[Election-Methods] RE : Is "sincere" voting in Range suboptimal?

Kevin Venzke stepjak at yahoo.fr
Thu Jul 26 07:12:57 PDT 2007


Hi,

--- Abd ul-Rahman Lomax <abd at lomaxdesign.com> a écrit :
> At 10:00 AM 7/25/2007, Kevin Venzke wrote:
> >Just to be clear, by "moot vote" you mean the case where the observed
> >voter fails to have an effect on the result, correct?
> 
> Actually, no, but close. They are all the cases where the voter's 
> vote doesn't matter, no matter how the voter votes. The voter's vote 
> may still fail to have an effect on the outcome if the voter votes in 
> certain ways, but these are all the cases where the voter's decision 
> has consequences for the utility of the election, as seen by the voter.

Ok.

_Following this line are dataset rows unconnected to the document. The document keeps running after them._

PR #77, opened 2018-07-23
Issuance updates

thekevinbrown:
Adds ETH -> HAV conversion in the issuance controller.

### DIFF
--- a/contracts/ExternStateToken.sol
+++ b/contracts/ExternStateToken.sol
@@ -30,12 +30,12 @@ import "contracts/SafeDecimalMath.sol";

So if I were to modify my simulation to ignore trials where no pair
of preexisting vote totals are at least as close as the maximum score
from one vote, would you be interested in these results?

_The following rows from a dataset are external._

PR #78, opened 2018-08-02
Added descriptions to all of our require() statements

blargity:
Solidity now has a feature where we can supply an explanation for why we're reverting a transaction. This PR adds descriptions to all of our require statements across the code base.


blargity:
Note, gas increase in deploying Havven contract is 800,853 for the space to hold the strings. This brings our total gas required to deploy Havven to 5,248,205, which is well within the current block gas limit. The actual contract pushing the boundaries is PublicHavven, which is there just for testing, so while it's a fair bit more gas, it's only on deployment, and it will give us much more descriptive error messages at some point in the future, which is why I'm just allowing the testing framework to use a higher block gas limit instead of trying to cut down on the size of the strings.

PR #79, opened 2018-08-14
Issuance v3

thekevinbrown:
This version of the issuance controller with FIFO sales of user-sent nomins. 

Still requires extensive unit testing.


thekevinbrown:
I'm going to close this as it's stale now.

PR #113, opened 2019-02-20
Synthetix exchange event

jacko125:


utils/shouldFail.js
```diff
@@ -0,0 +1,30 @@
+const should = require('chai').should();
```
justinjmoses: Qu: Where is this now used? I can't see references to it anymore?

PR #1129, opened 2021-03-04
Run Exchanger tests with both Synthetix and MintableSynthetix

i-stam:
Ths PR refactors the exchanger tests to run both against Syntehtix as well as against MintableSynthetix.
This approach detects cases that code that should be run (and used by Exchanger) on both layers exists only on one of them.


test/contracts/Exchanger.spec.js
```diff
@@ -3637,54 +3649,257 @@ contract('Exchanger (spec tests) @ovm-skip', async accounts => {
...
-				// Read all rates
-				const sAUDRate = await exchanger.feeRateForExchange(empty, sAUD);
-				assert.bnEqual(sAUDRate, newFxBIPS);
-				const sUSDRate = await exchanger.feeRateForExchange(empty, sUSD);
-				assert.bnEqual(sUSDRate, newFxBIPS);
-				const sBTCRate = await exchanger.feeRateForExchange(empty, sBTC);
-				assert.bnEqual(sBTCRate, newCryptoBIPS);
-				const sETHRate = await exchanger.feeRateForExchange(empty, sETH);
-				assert.bnEqual(sETHRate, newCryptoBIPS);
+	describe('When using Synthetix', () => {
```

> >The trouble with excluding these trials is that it is important to
> >consider how often votes are moot given various ways of voting. If it
> >didn't matter then it would probably be adequate to consider only
> single-
> >voter elections.
> 
> That may be of interest. But that is a separate measure, one which I 
> have not studied, and I'm not clear that it is at all relevant to the 
> comparison before us. Proportionally, offhand, it looks to me as if 
> the voter's vote is not moot in the same percentage of cases for 
> Range or Approval.

That seems true, however the mere fact that your vote isn't moot in
some situation isn't something you can take to the bank. For instance just
because it turns out to be possible for you to break an A-B tie by voting A
10 and B 0, doesn't mean you are actually free to do it; you cast your
vote without this knowledge.

> >However, in my simulations no assumptions were made about the other
> >voters. Only preexisting total scores were generated, which could have
> >arisen from any strategy.
> 
> But in another post, I point out that by looking at overall utility, 
> rather than the utility of only those votes where the voter's vote 
> can make a difference, a great deal of precision is lost. Given 
> sufficient precision, the two methods should coincide, but it is much 
> more difficult to maintain the high precision necessary with the 
> method used by Venzke.

I don't think I understand your concern about precision. Yes, there are
extremely few scenarios where one voter can make any difference. One
simply runs enough trials to allow the final averages to settle somewhere.
I write my simulations so that I can see the average move as trials are
run, like a ball spun down a funnel.

> Further, Venske is not testing Range 2, but higher-resolution Range. 
> Approval *is* a Range method. What is the optimum Range *method* in 
> terms of maximizing voter expected utility with the best strategy? Is 
> it Approval -- this is what is being claimed by some, but without 
> comparing Approval to Range N, other than a high value of N. To my 
> knowledge, my study is the first to look at Range 2 in this way. And 
> it appears that Range 2 beats Approval.

I'm not sure what you mean by Range 2. Yes, I assumed the voter could
use as much resolution as he wanted. But if voting approval style is
optimal in large elections, I don't see how it matters how much resolution
was actually allowed.

> So the new question for those interested, with the time, is, For 
> Range N, what value of N maximizes the power of the voter to maximize 
> personal utility? From my results, N is not 1. Nor is it, apparently, 
> 999, if that is what was used in the simulations. It is probably 
> somewhere in between, and I predict that it will be a relatively low 
> number, it is not impossible that Range utility starts to decline 
> above 2. But that is only speculation at this time.

My simulation used several orders of magnitude more than 999 slots if
that is what you mean.

Why do you say that apparently 999 is not the value of N which "maximizes
the power of the voter to maximize personal utility"?